According to economist Maen al-Qatamin, a former official in Jordan’s parliament, trade between Syria and Jordan was once a billion-dollar industry before the war began.

“Syria was a major lifeline for Jordanians, especially in the north,” al-Qatamin tells Syria Direct.

Aside from imported Syrian goods in Jordanian markets, Jordan relied on a land route through Syria to send its exports to Turkey and Europe—an industry that made hundreds of millions of dollars each month, al-Qatamin says.
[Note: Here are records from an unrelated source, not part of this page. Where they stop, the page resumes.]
PR #10447, opened 2026-06-15
fix(brew-cask): skip unsupported artifact types with a warning 

VeryBadFrags:
When encountering an unsupported artifact in a brew cask, mise bails instead of installing the App artifact.
This change updates the behavior to warn and continue instead of bailing.
The logic to parse the App artifact ensures that mise will still bail if no App is found.

This fixes the following error for casks that include multiple artifacts:

```txt
$ mise bootstrap packages use brew-cask:ghostty
mise ~/.dotfiles/mise.toml: added brew-cask:ghostty
mise ERROR brew-cask:ghostty: unsupported artifact type manpage
mise ERROR Version: 2026.6.10 macos-arm64 (2026-06-14)
```

For reference, these are the artifacts produced by Ghostty:

```txt
==> Artifacts
Ghostty.app (App)
/Applications/Ghostty.app/Contents/Resources/man/man1/ghostty.1 (Manpage)
/Applications/Ghostty.app/Contents/Resources/man/man5/ghostty.5 (Manpage)
/Applications/Ghostty.app/Contents/Resources/bash-completion/completions/ghostty.bash (Bash Completion)
/Applications/Ghostty.app/Contents/Resources/fish/vendor_completions.d/ghostty.fish (Fish Completion)
/Applications/Ghostty.app/Contents/Resources/zsh/site-functions/_ghostty (Zsh Completion)
```

Tested on mise version `2026.6.10 macos-arm64 (2026-06-14)`

## Summary by CodeRabbit

* **Bug Fixes**
  * Improved robustness during package installation by treating unsupported artifact types as non-fatal. The system now issues a warning (including the relevant token and detected type) and skips those artifacts so the overall process can continue. It still stops with an error when no valid app artifacts are found.


VeryBadFrags:
Re-reading the docs, this might lead to an incomplete installation, as mise does not delegate to brew for the other artifacts.

PR #10451, opened 2026-06-15
chore(exec): Also pass-through the `COLORTERM` environment variable

sschuberth:
The `COLORTERM` variable extends `TERM` to indicate support for modern 24-bit True Color.

## Summary by CodeRabbit

* **Bug Fixes**
  * Fixed color output support in sandboxed environments with restricted environment variable access.


sschuberth:
Should I update all the docs manually as part of the PR, or will they somehow be auto-generated?

Issue #630, opened 2023-02-14
Support remote registries on self-hosted gitlab instances


phue:
Hi @vsoch,

First of all, thanks for this great tool!
I'm trying to deploy a custom registry on a self-hosted Gitlab instance and use it on our HPC system.
However, it seems that the url to gitlab pages currently works with the gitlab.io domain only.

https://github.com/singularityhub/singularity-hpc/blob/68a000507e42f77b051b0b4a6ca70b230d53d5c5/shpc/main/registry/remote.py#L110

In my specific case, I would need this pattern: `https://%s.pages.%s.rlp.net/%s/library.json` instead.
Would it be possible to add a config option for a custom url?

vsoch:
Oh we could definitely handle that! Perhaps we should have a registry options with the url format string there?

vsoch:
But perhaps it could be derived from the source_url instead? Can you show me your source URL?

phue:
> But perhaps it could be derived from the source_url instead? Can you show me your source URL?

I didn't think of that, that should work.

Essentially, the `source_url` for selfhosted instances is `gitlab.example.com/<username>/<reponame>` which gets served at `<username>.pages.gitlab.example.com/<reponame>` (see https://docs.gitlab.com/ee/administration/pages/#prerequisites)

The attached pull request should do the trick, while keeping the functionality for gitlab.com and github.com

PR #631, opened 2023-02-14
add support for self-hosted gitlab instances

phue:
closes https://github.com/singularityhub/singularity-hpc/issues/630

### DIFF
--- a/shpc/main/registry/remote.py
+++ b/shpc/main/registry/remote.py
@@ -107,7 +107,7 @@ class VersionControl(Provider):
         Retrieve the web url, either pages or (eventually) custom.
         """
         domain, namespace, repo = self.source_url.split("/")[2:]
-        domain_parts = domain.split(".")
+        domain_parts = domain.split('@')[-1].split(".")
 
         if len(domain_parts) == 2:
             domain_parts[1] = "io"
--- a/shpc/main/registry/remote.py
+++ b/shpc/main/registry/remote.py
@@ -117,7 +117,7 @@ class VersionControl(Provider):
         return "https://%s.%s/%s/library.json" % (
             namespace,
             ".".join(domain_parts),
-            "/".join(repo),
+            repo,
         )
 
     def exists(self, name):
--- a/shpc/main/registry/remote.py
+++ b/shpc/main/registry/remote.py
@@ -106,18 +106,18 @@ class VersionControl(Provider):
         """
         Retrieve the web url, either pages or (eventually) custom.
         """
-        parts = self.source_url.split("/")[2:]
-        domain = parts[0].split(".")
+        domain, namespace, repo = self.source_url.split("/")[2:]
+        domain_parts = domain.split(".")
 
-        if domain == [self.provider_name, 'com']:
-            domain[1] = "io"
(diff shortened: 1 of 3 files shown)


shpc/main/registry/remote.py
```diff
@@ -106,11 +106,18 @@ def web_url(self):
         """
         Retrieve the web url, either pages or (eventually) custom.
         """
-        parts = self.source_url.split("/")[3:]
-        return "https://%s.%s.io/%s/library.json" % (
-            parts[0],
-            self.provider_name,
-            "/".join(parts[1:]),
+        parts = self.source_url.split("/")[2:]
+        domain = parts[0].split(".")
```
vsoch, line 110: This is splitting on an unknown number of `.` are you sure you don't want to be specific? 

I think what I would like to see here is parsing the url, and then formally splitting into prefix/suffix, and then using those specifically. The check for if domain == a list is also erroneous and makes assumptions about that structure.

Pinging @muffato for his thoughts since he wrote the original logic.

phue: My understanding was that the `parts` split already yields the suffix, gets rid of the `https://` prefix (and what follows is the full domain which can have a variable number of dots)

phue: Ok, I changed it to make the parsing more specific.
About the if clause: it is meant to handle the case for git{hub,lab}.com, I think it should safe to make that assumption about the structure there.

vsoch: oh definitely this is much more clear! Have you tested it with your registry and you are happy with it?

If so it is good for me - for the final tweaks please add a note to the CHANGELOG.md with a version bump, and do the same bump in the shpc/version.py file. And after that we will just want @muffato to review and approve too.

Thanks for fixing this!

muffato (approved):
Thanks @phue : this looks so simple and yet does the job !
My own start on this (#585) went down the rabbit hole. I'm happy to get this PR in, and I'll come back to mine later

shpc/main/registry/remote.py
phue: > oh definitely this is much more clear! Have you tested it with your registry and you are happy with it?
works like a charm :rocket: 

> If so it is good for me - for the final tweaks please add a note to the CHANGELOG.md with a version bump, and do the same bump in the shpc/version.py file. And after that we will just want @muffato to review and approve too.

Done :)

vsoch:
I've seen this failure before https://github.com/singularityhub/singularity-hpc/actions/runs/4182907333/jobs/7247353378 and I tried to debug it before, I'm not sure I see why the test no longer is working (e.g., it's grabbing the wrong version based on the setting).

phue:
Looks like the singularity pull fails for some reason, could be just some quirk on the runner
https://github.com/singularityhub/singularity-hpc/actions/runs/4182907333/jobs/7247353378#step:6:223

phue:
snuck in a quick change to handle repositories that need authentication credentials (they have this structure: `https://<user>:<password>@example.com/<namespace>/<reponame>`)

vsoch:
Yep the test looks like some kind of race condition, but it passed this time so we are good!

PR #636, opened 2023-03-14
Doc update

muffato:
Hi !

Another doc change, since we've got some automation in place.

Also, I would like to add somewhere that `shpc add` relies on the crane service being able to query the containers, which may fail in some occasions. I'm not sure whether to put that to the user guide or developer guide. Any thoughts ?

For instance it wouldn't work for privately-hosted containers, this is what we get in the yaml file
```
crane digest gitlab-registry.internal.sanger.ac.uk/tol-it/software/bio-interproscanwrapper:5.61-93.0-ext:
    Get https://gitlab-registry.internal.sanger.ac.uk/v2/: dial tcp: lookup gitlab-registry.internal.sanger.ac.uk
    on 169.254.169.254:53: no such host
```
And I think there was another error sometimes because crane returns the top 50 tags or so, which may not include the specific tag the user may ask

### DIFF
--- a/docs/getting_started/developer-guide.rst
+++ b/docs/getting_started/developer-guide.rst
@@ -1087,7 +1087,14 @@ without any customization for executable discovery:
     Registry entry vanessa/salad was added! Before shpc install, edit:
     /tmp/my-registry/vanessa/salad/container.yaml
 
-You could then edit that file to your liking. If you want to pull the container
+You could then edit that file to your liking.
+
+Like for ``shpc update`` :ref:`getting_started-commands-update`, tags are automatically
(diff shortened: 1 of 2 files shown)


vsoch (approved):

vsoch:
That would work! We do mention crane for `shpc update` https://github.com/singularityhub/singularity-hpc/blob/0a063533cce05f3ca86d84c486087f6b08fffec3/docs/getting_started/user-guide.rst#update and that's what we use for add https://github.com/singularityhub/singularity-hpc/blob/0a063533cce05f3ca86d84c486087f6b08fffec3/shpc/main/container/singularity.py#L160.

muffato:
Thank you for the pointer, I've added another mention in the developer guide.

PR #638, opened 2023-04-01
Add/example google cloud storage

### LINKED ISSUE #605: GCP buckets as registry
**Is your feature request related to a problem? Please describe.**

**Describe the solution you'd like**
We would like to use GCP buckets as a registry for our containers and use those with shpc and I believe currently that is not possible. It would be really helpful for us if that capability was added. Thank you for your consideration.
**Describe alternatives you've considered**

vsoch:
This will close #605 

Note that the GCP bucket is not a registry, it's a cache for all containers / module files to be mounted somewhere.


vsoch:
@evalanguaria that should be an easy change - before you run the script, just edit your shpc settings.yaml config and ensure the containers/modules are installed to different locations. You will then need to update the script to handle the change in location (instead of just root you will have two!)

This is the simplest implementation that I would like to provide for the example for other users, so I think it's best that if you'd like it customized you are free to do something else.

evalanguaria:
@vsoch yes that makes sense. I will make the necessary modifications. Thanks a lot again for everything.

PR #652, opened 2023-06-24
Improves documentation covering the creation of recipes for local containers.

dipietrantonio:
Make it clear that the container image is bundled with the recipe when adding a local container.

This pull request addresses https://github.com/singularityhub/shpc-registry/issues/113

### DIFF
--- a/docs/getting_started/user-guide.rst
+++ b/docs/getting_started/user-guide.rst
@@ -1876,7 +1876,8 @@ and tell shpc that we want it under the ``dinosaur/salad`` namespace.
     Registry entry dinosaur/salad:latest was added! Before shpc install, edit:
     /home/vanessa/Desktop/Code/shpc/registry/dinosaur/salad/container.yaml
 
-At this point, you should open up the container.yaml generated and edit to your liking.
+The container image will be copied within the newly-created directory structure, alongside the `container.yaml` file.
+At this point, you should open up the generated `container.yaml` file and edit to your liking.
 This usually means updating the description, maintainer, aliases, and possibly providing a url
 to find more information or support. Also notice we've provided the tag to be latest. If you update this registry
 entry in the future with a new version, you'll want to provide a new tag. If you provide


docs/getting_started/user-guide.rst
```diff
@@ -1859,7 +1859,8 @@ and tell shpc that we want it under the ``dinosaur/salad`` namespace.
     Registry entry dinosaur/salad:latest was added! Before shpc install, edit:
     /home/vanessa/Desktop/Code/shpc/registry/dinosaur/salad/container.yaml
 
-At this point, you should open up the container.yaml generated and edit to your liking.
+The container image will be copied within the newly-created directory structure, alongside the `container.yaml` file.
```
vsoch, line 1862: More specifically, it will be put in `container_base` that could be a custom path specified by the user https://github.com/singularityhub/singularity-hpc/blob/2a2e30cb50a8db6fb62f25adb84074d8325ade3c/shpc/settings.yml#L43. Also, if they create a module with a local path defined (example [here](https://github.com/singularityhub/singularity-hpc/blob/2a2e30cb50a8db6fb62f25adb84074d8325ade3c/example/biocontainer-match.py#L143)) the container will not be copied, but rather preserved in that path (and referenced as such in the container.yaml). We do this for use cases where you have a huge archive of existing containers, and just want to make separate modules for them.

dipietrantonio: @vsoch thanks for the explanation, I like these features. When you say

> if they create a module with a local path defined

You mean creating the `container.yaml` manually, and NOT using the `shpc add ... ` command. Is that correct? Because using the `shpc add` command creates a copy by default?

vsoch: No, the example I linked is using the same logic as shpc add, but from within Python to specify a specific container path to write into the container.yaml recipe and not do a copy.

dipietrantonio: So this is something you can do programmatically using SHPC as a Python module, but is there a way to enable `keep_path`  through the `shpc` command line tool?

vsoch: Not currently - it’s just provided as that example right now.

dipietrantonio: Then I think it might be better not to mention this feature under the `add` command documentation, as it would confuse readers.

dipietrantonio: I also want to make sure that I got the following right:
> More specifically, it will be put in container_base that could be a custom path specified by the user
This happens when we install a container module (`shpc install`), I do not recall this happening when executing `shpc add`. When I execute `shpc add`, the container image is copied alongside the `container.yaml`, even when the `container_base` points somewhere else.

vsoch: shpc install is installing an existing container.yaml, and add is generating it.

And I disagree about not mentioning it - we should describe exactly what is possible. E.g., say that add from the command line will by default copy the container binary, and for those interested in preserving a path they can see (this example) with the link.

dipietrantonio: > And I disagree about not mentioning it - we should describe exactly what is possible
Fair enough, I will incorporate that information.

> shpc install is installing an existing container.yaml, and add is generating it.

I get that, but it still does not address my observation. Consider the following sequence of commands I have just executed (shown below). `shpc add` will copy the container in the same directory as `container.yaml`, NOT in `container_base` as you stated in the initial comment of this thread. I am being pedantic but I want to make sure that what I write in the paragraph is correct.
```
$ shpc config get container_base
container_base                 /scratch/pawsey0001/cdipietrantonio/cbase
$ # Initially, TensorFlow is not there
$ ls /scratch/pawsey0001/cdipietrantonio/cbase/
amdih  pawsey
$ ls /scratch/pawsey0001/cdipietrantonio/cbase/amdih/
gromacs/ pytorch/ 
$ shpc add tensorflow2.sif amdih/tensorflow:latest
Registry entry amdih/tensorflow was added! Before shpc install, edit:
/software/projects/pawsey0001/cdipietrantonio/setonix/python/lib/python3.9/site-packages/registry/amdih/tensorflow/container.yaml
$ ls /software/projects/pawsey0001/cdipietrantonio/setonix/python/lib/python3.9/site-packages/registry/amdih/tensorflow
container.yaml	sha256:aa8a6fd70ecc08283d9a19d62212f1a6762ef4976f3048177d47e9c543a00768.sif
$  ls /scratch/pawsey0001/cdipietrantonio/cbase/amdih/
gromacs  pytorch

```

vsoch: Ah that's a bug! Because of the lines here:

https://github.com/singularityhub/singularity-hpc/blob/2a2e30cb50a8db6fb62f25adb84074d8325ade3c/shpc/main/container/singularity.py#L99-L100

That should not just be taking the parent directory, but also accounting for the settings container base. Would you like to fix it here or would you like me to open a separate PR?

vsoch: I haven't tested closely, but here is something to try! https://github.com/singularityhub/singularity-hpc/pull/656 I both exposed keep_path to add, and also enforced using container_base.

dipietrantonio: That is great, looks correct to me. When will it be merged? So I can update this PR accordingly.

vsoch: @dipietrantonio I was hoping you might test out the two changes?

- add with a custom container path
- fixing the bug to honor container_base

When you've confirmed it works as expected we can merge.

dipietrantonio: I would suggest merging this PR as it actually describes what happens. Then change the documentation again when you fix the bug.

vsoch: I'm fine with that, thanks!

PR #656, opened 2023-07-01
fix bug with container add

vsoch:
and expose keep_path to add

### DIFF
--- a/CHANGELOG.md
+++ b/CHANGELOG.md
@@ -14,6 +14,7 @@ and **Merged pull requests**. Critical items to know are:
 The versions coincide with releases on pip. Only major versions will be released as tags on Github.
 
 ## [0.0.x](https://github.com/singularityhub/singularity-hpc/tree/main) (0.0.x)
+ - Fix bug with container add not respecting container_base (0.1.24)
  - Labels with newlines need additional parsing (0.1.23)
  - Do not write directly to output with shpc show (0.1.22)
  - Podman template bug (0.1.21)
--- a/shpc/client/__init__.py
+++ b/shpc/client/__init__.py
@@ -103,14 +103,6 @@ def get_parser():
         help="path to an existing container image for this software",
         nargs="?",
     )
-
-    install.add_argument(
-        "--keep-path",
-        help="if installing a local container, do not copy the container - use the provided path.",
-        default=False,
-        action="store_true",
-    )
-
     install.add_argument(
         "--no-view",
         dest="no_view",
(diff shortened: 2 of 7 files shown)


dipietrantonio:
Hi @vsoch , I did some experiments

```
$shpc add /scratch/pawsey0001/cdipietrantonio/tensorflow.sif amdih:tensorflow:latest
SINGULARITY is not installed, functionality might be limited.
Registry entry amdih was added! Before shpc install, edit:
/software/projects/pawsey0001/cdipietrantonio/setonix/python/lib/python3.9/site-packages/singularity_hpc-0.1.24-py3.9.egg/registry/amdih/container.yaml
$ ls /software/projects/pawsey0001/cdipietrantonio/setonix/python/lib/python3.9/site-packages/singularity_hpc-0.1.24-py3.9.egg/registry/amdih/
container.yaml
$ ls /scratch/pawsey0001/cdipietrantonio/cbase/
amdih  pawsey  sha256:153ff47d5dfac0807504b5c29c7ecd7d9ea6b7736ceb0d5876a1b0c1a980e0c1.sif
```
So as you can see the container is not copied anymore into the same directory of container.yaml, but directly under container_base, as indeed the code instructs to do.

I was wondering whether it would be better to recreate a directory structure for the container, containing registry and software name. In our case `container_base/amdih/tensorflow`.

Also, is the `path` field in `container.yaml` relative to `container_base` ?

vsoch:
Looks like we have some bugs! I’ll take a look tomorrow. Thanks for testing it out!

vsoch:
hey @dipietrantonio good morning! I just pushed (hopefully) a fix so that the container path includes `container_base` and the module name (that was a bug) and want to answer your question.

> Also, is the path field in container.yaml relative to container_base ?

The container.yaml is part of the registry, so this is derived from a filesystem registry path, e.g., `self.settings.filesystem_registry`

vsoch:
There is still a bug - will work on it later today after work!

dipietrantonio:
Hi @vsoch, how is it going on this PR?

vsoch:
I'm trying to remember what the bug is - looking at what I was doing, I was changing container add to have the container go under the container_base. But this is in correct - a container add isn't an install, and should be added alongside the container.yaml config (or not moved at all) since the user isn't actually installing it.

vsoch:
So I'm tempted to say this is not a bug - a container add should not be installing to the containers base, because it is simply just creating a container.yaml that then should be installed.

“The agricultural sector alone in Jordan would export 250,000 tons of produce to Europe [via Syria],” al-Qatamin tells Syria Direct. “That’s stopped now. The cost of exporting has become extremely high.”


An abandoned storefront near the Naseeb crossing. Photo by Walid a-Noufal. 

But with talk of borders reopening, al-Qatamin believes Jordan might be able to step into a crucial role in rebuilding Syria once the situation there stabilizes. The country—devastated by a nearly decade-long conflict—will require medicines, building materials and relatively cheap imports easily accessible from Jordan, he says.

“Turkey previously filled that role, but now that border is closed,” al-Qatamin says. “Jordan currently has the best opportunity to export these goods.”

Syria’s border crossings with Iraq and Turkey remain closed, with much of the country’s northern and southern borders outside of government control. And Turkey’s support for rebels present in northwestern Syria has led to a major deterioration in relations between the two countries.

There are Jordanian companies “from across all sectors of the economy preparing themselves” for cross-border trade, al-Qatamin tells Syria Direct.

“These companies are just waiting for security and safety [to return].”

Grocery store owner Jaradat is ready for travelers to cross through Naseeb once more—and he’s optimistic they will soon.

But when he speaks about the border community around him, he does so with a palpable sense of urgency.

Jaradat drove his kids to a restaurant in the village of Sama a-Sarhan, nestled on a hilltop overlooking Syria just one kilometer south of the border, earlier this week. The restaurant no longer sells meat—it spoils before they can sell it, he explains.

“Just five cents makes a difference with people around here,” Jaradat says. “Families here have nothing.”